| WHAT YOU NEED TO DO |
Should the word "parameters" occur in a line of the records, copy that line.

| RECORDED DATA |
•••••

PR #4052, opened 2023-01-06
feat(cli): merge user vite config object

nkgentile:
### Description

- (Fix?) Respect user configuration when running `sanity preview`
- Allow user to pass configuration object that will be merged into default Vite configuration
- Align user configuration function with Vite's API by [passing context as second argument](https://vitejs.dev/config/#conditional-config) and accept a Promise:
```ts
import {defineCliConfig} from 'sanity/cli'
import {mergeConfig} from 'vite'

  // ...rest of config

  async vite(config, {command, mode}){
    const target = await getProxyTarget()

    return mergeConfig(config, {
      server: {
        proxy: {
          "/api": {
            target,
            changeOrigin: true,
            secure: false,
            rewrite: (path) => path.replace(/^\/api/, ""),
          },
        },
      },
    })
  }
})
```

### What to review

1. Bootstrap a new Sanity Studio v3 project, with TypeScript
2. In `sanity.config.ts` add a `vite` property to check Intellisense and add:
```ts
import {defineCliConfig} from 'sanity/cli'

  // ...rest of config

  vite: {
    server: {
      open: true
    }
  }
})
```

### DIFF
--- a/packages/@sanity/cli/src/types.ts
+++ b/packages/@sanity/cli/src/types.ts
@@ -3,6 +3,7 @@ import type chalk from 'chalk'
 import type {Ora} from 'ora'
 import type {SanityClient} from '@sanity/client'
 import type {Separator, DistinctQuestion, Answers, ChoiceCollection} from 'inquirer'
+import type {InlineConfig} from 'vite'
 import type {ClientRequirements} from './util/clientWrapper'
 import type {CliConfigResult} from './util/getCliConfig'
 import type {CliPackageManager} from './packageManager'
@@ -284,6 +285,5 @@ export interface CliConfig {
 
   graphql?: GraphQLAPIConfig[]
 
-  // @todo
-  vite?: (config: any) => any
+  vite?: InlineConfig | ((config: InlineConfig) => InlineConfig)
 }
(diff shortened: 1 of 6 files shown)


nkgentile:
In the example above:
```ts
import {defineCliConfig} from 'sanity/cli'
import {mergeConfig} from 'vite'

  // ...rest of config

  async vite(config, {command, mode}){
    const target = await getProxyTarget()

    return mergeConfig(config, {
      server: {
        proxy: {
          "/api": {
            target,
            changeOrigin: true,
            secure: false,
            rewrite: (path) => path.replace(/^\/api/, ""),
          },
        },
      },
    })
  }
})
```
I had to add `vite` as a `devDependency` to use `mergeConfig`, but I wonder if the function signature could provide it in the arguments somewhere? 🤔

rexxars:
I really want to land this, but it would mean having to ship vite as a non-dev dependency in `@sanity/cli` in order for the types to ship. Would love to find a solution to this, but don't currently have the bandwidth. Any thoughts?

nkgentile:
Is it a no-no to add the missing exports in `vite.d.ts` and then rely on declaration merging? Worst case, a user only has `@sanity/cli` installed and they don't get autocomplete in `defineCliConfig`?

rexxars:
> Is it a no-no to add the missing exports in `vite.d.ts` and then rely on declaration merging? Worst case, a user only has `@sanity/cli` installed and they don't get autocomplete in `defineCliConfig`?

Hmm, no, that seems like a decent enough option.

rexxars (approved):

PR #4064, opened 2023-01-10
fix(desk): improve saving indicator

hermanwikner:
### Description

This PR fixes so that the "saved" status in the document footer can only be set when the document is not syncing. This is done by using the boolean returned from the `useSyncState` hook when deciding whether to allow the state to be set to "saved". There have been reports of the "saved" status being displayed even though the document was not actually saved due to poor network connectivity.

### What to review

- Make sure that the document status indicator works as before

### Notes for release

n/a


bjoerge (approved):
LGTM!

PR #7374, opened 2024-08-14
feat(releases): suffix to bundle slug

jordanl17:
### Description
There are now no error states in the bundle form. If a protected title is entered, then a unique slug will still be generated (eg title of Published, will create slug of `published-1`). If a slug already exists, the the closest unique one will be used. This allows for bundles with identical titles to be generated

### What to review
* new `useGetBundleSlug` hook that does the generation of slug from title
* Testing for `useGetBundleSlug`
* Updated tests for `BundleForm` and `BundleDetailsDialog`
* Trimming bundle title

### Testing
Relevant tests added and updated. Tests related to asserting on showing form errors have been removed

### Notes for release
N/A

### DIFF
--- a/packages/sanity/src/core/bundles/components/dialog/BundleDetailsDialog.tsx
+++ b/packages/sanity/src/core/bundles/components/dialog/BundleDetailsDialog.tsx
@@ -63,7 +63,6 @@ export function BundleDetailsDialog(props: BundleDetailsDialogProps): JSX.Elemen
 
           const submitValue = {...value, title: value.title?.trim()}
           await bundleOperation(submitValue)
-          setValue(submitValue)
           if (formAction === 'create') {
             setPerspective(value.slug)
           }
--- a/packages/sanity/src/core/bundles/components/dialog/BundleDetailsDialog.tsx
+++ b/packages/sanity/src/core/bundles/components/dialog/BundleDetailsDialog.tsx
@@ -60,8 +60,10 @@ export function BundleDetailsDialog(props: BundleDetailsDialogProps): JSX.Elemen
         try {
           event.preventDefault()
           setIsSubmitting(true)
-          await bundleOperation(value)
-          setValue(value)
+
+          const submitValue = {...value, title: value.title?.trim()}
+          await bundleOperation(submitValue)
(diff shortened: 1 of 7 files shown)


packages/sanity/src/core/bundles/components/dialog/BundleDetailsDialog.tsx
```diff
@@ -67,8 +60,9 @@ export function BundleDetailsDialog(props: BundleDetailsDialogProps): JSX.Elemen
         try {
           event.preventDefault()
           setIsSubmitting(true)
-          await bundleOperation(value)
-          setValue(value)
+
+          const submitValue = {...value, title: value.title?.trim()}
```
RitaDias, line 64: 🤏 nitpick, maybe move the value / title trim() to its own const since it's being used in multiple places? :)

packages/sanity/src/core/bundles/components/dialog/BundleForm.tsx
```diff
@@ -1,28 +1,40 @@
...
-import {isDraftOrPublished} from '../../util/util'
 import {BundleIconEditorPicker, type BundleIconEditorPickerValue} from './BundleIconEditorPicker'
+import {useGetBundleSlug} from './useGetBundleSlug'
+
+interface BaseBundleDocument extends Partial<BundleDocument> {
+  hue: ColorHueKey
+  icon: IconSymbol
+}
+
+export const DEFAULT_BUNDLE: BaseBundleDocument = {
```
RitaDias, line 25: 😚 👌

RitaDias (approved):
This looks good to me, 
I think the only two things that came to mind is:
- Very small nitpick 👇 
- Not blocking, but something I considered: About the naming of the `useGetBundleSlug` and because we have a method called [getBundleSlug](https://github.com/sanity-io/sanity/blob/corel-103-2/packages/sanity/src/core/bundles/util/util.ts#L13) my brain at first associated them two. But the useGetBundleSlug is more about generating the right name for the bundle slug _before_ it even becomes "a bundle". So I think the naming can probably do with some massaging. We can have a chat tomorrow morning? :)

•••••

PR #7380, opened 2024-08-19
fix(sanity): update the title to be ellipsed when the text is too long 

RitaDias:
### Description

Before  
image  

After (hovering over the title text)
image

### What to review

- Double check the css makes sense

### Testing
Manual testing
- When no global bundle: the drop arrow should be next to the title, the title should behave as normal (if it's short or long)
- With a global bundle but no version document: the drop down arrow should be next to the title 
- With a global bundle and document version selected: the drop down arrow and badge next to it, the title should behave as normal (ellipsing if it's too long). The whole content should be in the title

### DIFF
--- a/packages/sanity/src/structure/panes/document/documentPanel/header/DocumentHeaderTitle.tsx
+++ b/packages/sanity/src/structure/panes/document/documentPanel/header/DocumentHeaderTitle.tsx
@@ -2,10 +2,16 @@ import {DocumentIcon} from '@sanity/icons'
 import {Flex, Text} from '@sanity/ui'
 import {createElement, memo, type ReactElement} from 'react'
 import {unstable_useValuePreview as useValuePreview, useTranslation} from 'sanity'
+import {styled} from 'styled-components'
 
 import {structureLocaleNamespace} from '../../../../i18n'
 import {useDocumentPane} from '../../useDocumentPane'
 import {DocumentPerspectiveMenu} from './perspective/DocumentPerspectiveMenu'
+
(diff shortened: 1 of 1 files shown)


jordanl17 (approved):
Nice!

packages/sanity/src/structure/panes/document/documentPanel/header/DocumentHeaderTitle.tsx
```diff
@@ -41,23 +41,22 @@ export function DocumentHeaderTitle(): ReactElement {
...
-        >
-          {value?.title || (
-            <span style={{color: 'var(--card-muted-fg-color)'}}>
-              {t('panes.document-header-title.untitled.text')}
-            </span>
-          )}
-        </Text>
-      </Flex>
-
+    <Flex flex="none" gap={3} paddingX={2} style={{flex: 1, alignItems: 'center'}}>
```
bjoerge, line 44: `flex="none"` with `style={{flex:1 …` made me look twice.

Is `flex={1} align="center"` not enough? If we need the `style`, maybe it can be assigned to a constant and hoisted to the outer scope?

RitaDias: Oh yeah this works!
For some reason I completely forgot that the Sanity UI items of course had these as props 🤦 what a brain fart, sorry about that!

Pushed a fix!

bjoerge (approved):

•••••

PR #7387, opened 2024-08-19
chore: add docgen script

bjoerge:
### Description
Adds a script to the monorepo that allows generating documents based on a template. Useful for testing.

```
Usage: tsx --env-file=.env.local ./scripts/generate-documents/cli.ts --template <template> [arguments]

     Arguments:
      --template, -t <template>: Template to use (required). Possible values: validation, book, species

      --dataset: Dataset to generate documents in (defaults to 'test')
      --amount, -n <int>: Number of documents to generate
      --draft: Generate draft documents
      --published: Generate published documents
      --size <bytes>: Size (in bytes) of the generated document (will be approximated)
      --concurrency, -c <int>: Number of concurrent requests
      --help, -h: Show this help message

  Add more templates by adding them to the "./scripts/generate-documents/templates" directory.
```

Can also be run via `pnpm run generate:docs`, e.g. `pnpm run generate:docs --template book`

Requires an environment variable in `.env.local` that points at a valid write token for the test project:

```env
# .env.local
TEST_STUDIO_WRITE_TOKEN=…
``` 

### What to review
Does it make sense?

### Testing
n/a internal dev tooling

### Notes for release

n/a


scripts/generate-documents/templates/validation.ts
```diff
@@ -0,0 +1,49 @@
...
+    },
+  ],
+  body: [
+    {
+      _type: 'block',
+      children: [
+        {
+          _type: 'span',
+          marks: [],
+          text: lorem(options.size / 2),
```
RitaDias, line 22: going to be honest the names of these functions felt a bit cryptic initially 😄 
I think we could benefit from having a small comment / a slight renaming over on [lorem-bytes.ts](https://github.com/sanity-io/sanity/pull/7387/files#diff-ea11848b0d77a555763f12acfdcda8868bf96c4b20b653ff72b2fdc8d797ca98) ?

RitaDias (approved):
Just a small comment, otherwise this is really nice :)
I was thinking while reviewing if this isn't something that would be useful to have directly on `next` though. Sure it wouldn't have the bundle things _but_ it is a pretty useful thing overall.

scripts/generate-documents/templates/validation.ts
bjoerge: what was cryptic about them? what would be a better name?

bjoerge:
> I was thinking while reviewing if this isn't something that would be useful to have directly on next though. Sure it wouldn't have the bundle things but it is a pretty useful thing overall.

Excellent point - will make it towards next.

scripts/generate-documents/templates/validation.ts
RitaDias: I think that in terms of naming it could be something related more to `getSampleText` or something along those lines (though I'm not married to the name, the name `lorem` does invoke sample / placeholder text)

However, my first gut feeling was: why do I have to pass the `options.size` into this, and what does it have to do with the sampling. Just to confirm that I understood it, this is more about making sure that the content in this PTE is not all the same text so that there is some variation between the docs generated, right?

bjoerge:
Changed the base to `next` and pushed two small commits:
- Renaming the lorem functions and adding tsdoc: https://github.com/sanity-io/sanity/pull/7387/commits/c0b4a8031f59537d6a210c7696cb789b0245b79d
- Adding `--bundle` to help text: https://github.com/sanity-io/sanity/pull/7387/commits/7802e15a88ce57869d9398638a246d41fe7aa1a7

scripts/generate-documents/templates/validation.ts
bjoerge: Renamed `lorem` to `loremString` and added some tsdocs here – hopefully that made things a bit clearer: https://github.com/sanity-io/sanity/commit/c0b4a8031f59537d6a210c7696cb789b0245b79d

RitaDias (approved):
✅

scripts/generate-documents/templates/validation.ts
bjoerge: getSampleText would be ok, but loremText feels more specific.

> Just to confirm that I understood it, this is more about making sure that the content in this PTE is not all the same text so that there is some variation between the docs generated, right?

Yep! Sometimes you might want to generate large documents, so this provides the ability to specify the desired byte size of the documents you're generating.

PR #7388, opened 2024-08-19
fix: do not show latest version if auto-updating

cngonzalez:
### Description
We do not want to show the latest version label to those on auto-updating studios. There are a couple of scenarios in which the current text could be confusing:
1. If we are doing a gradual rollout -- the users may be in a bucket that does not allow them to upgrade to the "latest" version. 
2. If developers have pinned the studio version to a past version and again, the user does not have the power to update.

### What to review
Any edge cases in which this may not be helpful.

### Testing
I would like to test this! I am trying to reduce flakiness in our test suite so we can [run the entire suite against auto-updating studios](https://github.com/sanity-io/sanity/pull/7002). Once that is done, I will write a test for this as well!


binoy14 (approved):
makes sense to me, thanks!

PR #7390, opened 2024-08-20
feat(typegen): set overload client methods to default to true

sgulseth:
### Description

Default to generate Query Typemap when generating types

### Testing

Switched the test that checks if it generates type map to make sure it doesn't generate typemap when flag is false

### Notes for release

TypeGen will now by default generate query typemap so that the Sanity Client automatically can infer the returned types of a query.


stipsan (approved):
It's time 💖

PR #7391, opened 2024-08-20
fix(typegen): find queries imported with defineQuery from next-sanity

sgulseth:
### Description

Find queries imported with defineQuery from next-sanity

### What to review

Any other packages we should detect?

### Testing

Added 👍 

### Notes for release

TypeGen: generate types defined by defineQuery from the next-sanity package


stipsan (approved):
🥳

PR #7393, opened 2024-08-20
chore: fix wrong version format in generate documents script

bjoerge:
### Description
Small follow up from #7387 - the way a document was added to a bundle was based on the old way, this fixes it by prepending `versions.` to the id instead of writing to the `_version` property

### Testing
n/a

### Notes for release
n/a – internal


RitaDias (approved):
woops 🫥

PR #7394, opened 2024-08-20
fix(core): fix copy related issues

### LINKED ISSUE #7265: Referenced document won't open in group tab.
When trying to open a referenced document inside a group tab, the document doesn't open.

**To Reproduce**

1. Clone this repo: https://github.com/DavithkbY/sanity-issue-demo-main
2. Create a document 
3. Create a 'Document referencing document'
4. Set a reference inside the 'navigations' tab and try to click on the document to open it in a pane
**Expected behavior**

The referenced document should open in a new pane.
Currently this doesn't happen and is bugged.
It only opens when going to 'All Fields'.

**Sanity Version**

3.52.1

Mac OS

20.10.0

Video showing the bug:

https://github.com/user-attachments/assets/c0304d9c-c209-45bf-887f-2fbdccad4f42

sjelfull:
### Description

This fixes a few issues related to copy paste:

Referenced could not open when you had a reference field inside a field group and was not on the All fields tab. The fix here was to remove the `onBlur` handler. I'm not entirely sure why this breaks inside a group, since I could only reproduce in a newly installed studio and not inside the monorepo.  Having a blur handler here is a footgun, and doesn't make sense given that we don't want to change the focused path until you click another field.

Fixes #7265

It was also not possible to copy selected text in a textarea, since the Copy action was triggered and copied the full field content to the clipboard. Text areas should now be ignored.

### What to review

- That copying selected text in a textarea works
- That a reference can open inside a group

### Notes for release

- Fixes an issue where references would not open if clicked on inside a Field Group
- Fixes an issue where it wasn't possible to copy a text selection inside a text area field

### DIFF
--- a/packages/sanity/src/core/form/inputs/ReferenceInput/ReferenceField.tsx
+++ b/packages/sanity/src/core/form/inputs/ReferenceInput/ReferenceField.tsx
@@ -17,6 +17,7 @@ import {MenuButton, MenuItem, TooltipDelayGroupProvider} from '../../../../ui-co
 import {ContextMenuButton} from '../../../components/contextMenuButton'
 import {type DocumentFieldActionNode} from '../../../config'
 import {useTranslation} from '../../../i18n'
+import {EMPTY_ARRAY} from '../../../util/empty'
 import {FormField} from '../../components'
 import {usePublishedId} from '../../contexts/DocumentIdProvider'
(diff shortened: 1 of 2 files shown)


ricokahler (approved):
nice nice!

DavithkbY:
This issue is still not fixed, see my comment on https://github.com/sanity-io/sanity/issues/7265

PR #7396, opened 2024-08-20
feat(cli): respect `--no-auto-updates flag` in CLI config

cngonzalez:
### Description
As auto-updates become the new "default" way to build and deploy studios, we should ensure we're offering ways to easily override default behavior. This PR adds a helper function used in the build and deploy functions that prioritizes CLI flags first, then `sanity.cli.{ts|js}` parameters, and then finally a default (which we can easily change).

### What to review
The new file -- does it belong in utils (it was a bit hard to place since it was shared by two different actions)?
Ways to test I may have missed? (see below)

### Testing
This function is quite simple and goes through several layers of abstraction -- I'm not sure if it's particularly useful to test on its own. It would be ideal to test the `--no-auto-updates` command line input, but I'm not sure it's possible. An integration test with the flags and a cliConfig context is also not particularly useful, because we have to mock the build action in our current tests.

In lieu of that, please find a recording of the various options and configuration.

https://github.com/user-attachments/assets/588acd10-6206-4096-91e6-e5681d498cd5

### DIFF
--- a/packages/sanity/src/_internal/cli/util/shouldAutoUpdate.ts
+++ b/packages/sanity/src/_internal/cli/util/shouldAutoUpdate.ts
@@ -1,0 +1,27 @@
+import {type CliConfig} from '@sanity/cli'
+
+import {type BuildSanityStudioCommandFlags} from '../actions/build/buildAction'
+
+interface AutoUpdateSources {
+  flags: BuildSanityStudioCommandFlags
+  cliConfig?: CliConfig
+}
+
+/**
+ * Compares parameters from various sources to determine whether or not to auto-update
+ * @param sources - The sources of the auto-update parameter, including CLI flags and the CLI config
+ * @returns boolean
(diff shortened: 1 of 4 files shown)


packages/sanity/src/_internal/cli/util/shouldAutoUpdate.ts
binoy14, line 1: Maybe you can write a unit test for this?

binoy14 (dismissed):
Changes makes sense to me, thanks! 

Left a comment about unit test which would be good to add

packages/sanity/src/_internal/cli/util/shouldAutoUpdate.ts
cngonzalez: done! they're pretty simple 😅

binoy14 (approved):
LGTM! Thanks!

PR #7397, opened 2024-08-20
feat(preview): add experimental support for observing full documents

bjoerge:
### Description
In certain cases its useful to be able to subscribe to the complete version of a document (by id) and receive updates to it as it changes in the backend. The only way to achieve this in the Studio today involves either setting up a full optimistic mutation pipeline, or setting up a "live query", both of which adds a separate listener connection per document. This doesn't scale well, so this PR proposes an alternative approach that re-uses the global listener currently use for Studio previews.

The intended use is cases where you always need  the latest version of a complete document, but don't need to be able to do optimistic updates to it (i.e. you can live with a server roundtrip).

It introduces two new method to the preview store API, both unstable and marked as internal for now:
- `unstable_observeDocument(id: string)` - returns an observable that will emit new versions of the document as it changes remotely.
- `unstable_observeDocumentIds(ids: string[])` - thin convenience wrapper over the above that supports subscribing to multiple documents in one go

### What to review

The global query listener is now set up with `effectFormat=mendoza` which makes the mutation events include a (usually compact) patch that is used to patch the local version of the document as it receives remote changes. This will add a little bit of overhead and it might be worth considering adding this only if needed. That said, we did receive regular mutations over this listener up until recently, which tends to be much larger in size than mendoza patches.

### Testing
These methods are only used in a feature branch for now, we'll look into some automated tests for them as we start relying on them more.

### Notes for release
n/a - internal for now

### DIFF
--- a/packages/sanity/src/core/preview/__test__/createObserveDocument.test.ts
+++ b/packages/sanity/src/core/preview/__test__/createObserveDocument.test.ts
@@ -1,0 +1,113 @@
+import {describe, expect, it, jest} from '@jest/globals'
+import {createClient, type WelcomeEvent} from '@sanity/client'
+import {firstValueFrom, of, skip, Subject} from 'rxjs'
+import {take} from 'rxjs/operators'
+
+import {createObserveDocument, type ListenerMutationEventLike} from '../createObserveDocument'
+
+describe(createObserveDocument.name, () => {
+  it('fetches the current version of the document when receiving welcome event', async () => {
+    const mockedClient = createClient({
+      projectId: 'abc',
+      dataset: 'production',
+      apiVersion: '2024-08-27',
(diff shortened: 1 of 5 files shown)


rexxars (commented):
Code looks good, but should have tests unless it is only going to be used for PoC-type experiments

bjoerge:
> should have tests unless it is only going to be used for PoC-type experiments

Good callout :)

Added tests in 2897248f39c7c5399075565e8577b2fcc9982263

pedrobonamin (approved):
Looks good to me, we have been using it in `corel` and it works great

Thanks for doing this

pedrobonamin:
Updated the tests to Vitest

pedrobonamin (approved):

•••••

| YOUR RESPONSE |
As auto-updates become the new "default" way to build and deploy studios, we should ensure we're offering ways to easily override default behavior. This PR adds a helper function used in the build and deploy functions that prioritizes CLI flags first, then `sanity.cli.{ts|js}` parameters, and then finally a default (which we can easily change).
+ * Compares parameters from various sources to determine whether or not to auto-update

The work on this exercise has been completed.